Traditional ICT services are founded on the idea that organisations have needs that computer technologies can help meet. Modern digital services are founded on the idea that it is humans who have the needs, and that technologies should always bend around what humans find easy and intuitive to do. Where possible, training is reduced or eliminated by tools that guide their users.

The excellent modern devices and services that billions of people now use every day have, by and large, achieved that excellence due to a ruthless focus on user needs.The Digital Office should be established largely to help Parliament shift its focus towards meeting the needs of staff, members and the public.

Meanwhile the Head of Digital post will be a powerful one with the ability to alter or cancel any digital project underway anywhere in Parliament:

With the appointment of an appropriately skilled and fully empowered Head of Digital, the speed of decision­-making and delivery of projects should accelerate markedly, compared with the current situation.

Success of both the Head of Digital and the wider Digital Office needs to be measured in more than hits and visits, advises mySociety:

They should be human-­centered satisfaction metrics based on users making it clear that their needs have been successfully met.

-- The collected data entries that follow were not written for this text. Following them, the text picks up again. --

PR #631, opened 2020-01-05
Feature/remove network before scan

morantr:
Before BH-scan starts, the repeater should remove existing network configuration so STAs will not be busy in background scans.
Add removal of all existing networks before start scanning and thus make the station to be free from background scans.

### DIFF
--- a/common/beerocks/bwl/dummy/sta_wlan_hal_dummy.cpp
+++ b/common/beerocks/bwl/dummy/sta_wlan_hal_dummy.cpp
@@ -40,7 +40,7 @@ bool sta_wlan_hal_dummy::connect(const std::string &ssid, const std::string &pas
     return true;
 }
 
-bool sta_wlan_hal_dummy::disconnect() { return true; }
+bool sta_wlan_hal_dummy::disconnect(bool remove_all_networks) { return true; }
 
 bool sta_wlan_hal_dummy::roam(const std::string &bssid, uint8_t channel) { return true; }
 
--- a/common/beerocks/bwl/dummy/sta_wlan_hal_dummy.h
+++ b/common/beerocks/bwl/dummy/sta_wlan_hal_dummy.h
@@ -41,7 +41,7 @@ public:
                          bool mem_only_psk, const std::string &bssid, uint8_t channel,
                          bool hidden_ssid) override;
 
-    virtual bool disconnect() override;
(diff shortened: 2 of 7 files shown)


arnout (commented):
Looks good to me at a low level. 

However, do we expect the same to be done for all bwl implementations?

If yes, then I think the disconnect(all) should be done in the backhaul manager itself, not in the dwpal bwl implementation.

If it is only for dwpal (which I think it is), then I think it's better to only implement this for dwpal. In other words, in sta_wlan_hal_dwpal.h:

```
bool disconnect() override { return disconnect(false); }
bool disconnect(bool all_networks);
```

morantr:
> Looks good to me at a low level.
> 
> However, do we expect the same to be done for all bwl implementations?
> 
> If yes, then I think the disconnect(all) should be done in the backhaul manager itself, not in the dwpal bwl implementation.
> 
> If it is only for dwpal (which I think it is), then I think it's better to only implement this for dwpal. In other words, in sta_wlan_hal_dwpal.h:
> 
> ```
> bool disconnect() override { return disconnect(false); }
> bool disconnect(bool all_networks);
> ```

It should be done all bwl implementations as long it uses the wpa_supplicant - which they are.
But I prefer it will be on the bwl since the backhaul manager shouldn't know about it. It's complicating it unnecessarily. We already do similar things with other bwl api, calling other bwl apis.

arnout (approved):
When it's ready for merge, please rebase on master right away so we can go through with the merge.

tomereli:
@morantr what's the status on this one?

morantr:
> @morantr what's the status on this one?

Still not tested.

ghost:
@morantr Is there any progress on this issue?

If not, could you explain what is blocking you and how we might be able to move forward?

morantr:
> @morantr Is there any progress on this issue?
> 
> If not, could you explain what is blocking you and how we might be able to move forward?

Currently, this task is on hold since I'm focusing my efforts on building rdkb with prplmesh.

tomereli:
@arnout Can we delete this PR and branch now?

arnout:
> @arnout Can we delete this PR and branch now?

Why are you asking me? This is @morantr's PR...

vitalybu:
@morantr, can we close this PR?

morantr:
> @morantr, can we close this PR?

Why are you asking me? This is @kantera800's decision...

The new Digital Office must also record success amongst more than one category of user ­ there should be metrics to show that the new Office is meeting the needs of staff, Members [of Parliament] and the public. Successfully serving only one or two of these groups would still ultimately be a failure.

The new office will also operate completely independently of both the House of Lords and House of Commons management teams so that it can make appropriate decisions without fear or favor, as mySociety notes:

Excellence in digital services always requires the ability to say ‘no’. Digital services that truly meet users’ needs require design discipline that is as much about what is left out as about what is included.

Without the power to say ‘no’, Parliament’s online services will not improve at the dramatic rate which is required to keep pace with user expectations.

We believe that most of the current tensions between the Houses in relation to digital projects is because Parliament is not currently configured to deliver digital excellence.

Once a new configuration is established, and once new goals are clearly set and agreed, we believe that both Houses will again conclude that the single, shared provider is the right model for Parliament.

Verdict

Encouraging to see the US government mirroring the actions of the UK in rethinking its approach to IT procurement and deployment.

In a land of innovation and start-ups it will be interesting to observe how ‘the establishment’ in the IT industry responds to attempts to open up the government market beyond the usual suspects.

Meanwhile the efforts to make the workings of the UK Parliamentary system more accessible to the citizen is long overdue.

The ‘Mother of Parliaments’ may revel in its proud history, but it needs to move rapidly onwards to the 21st century when it comes to access to and delivery of information online.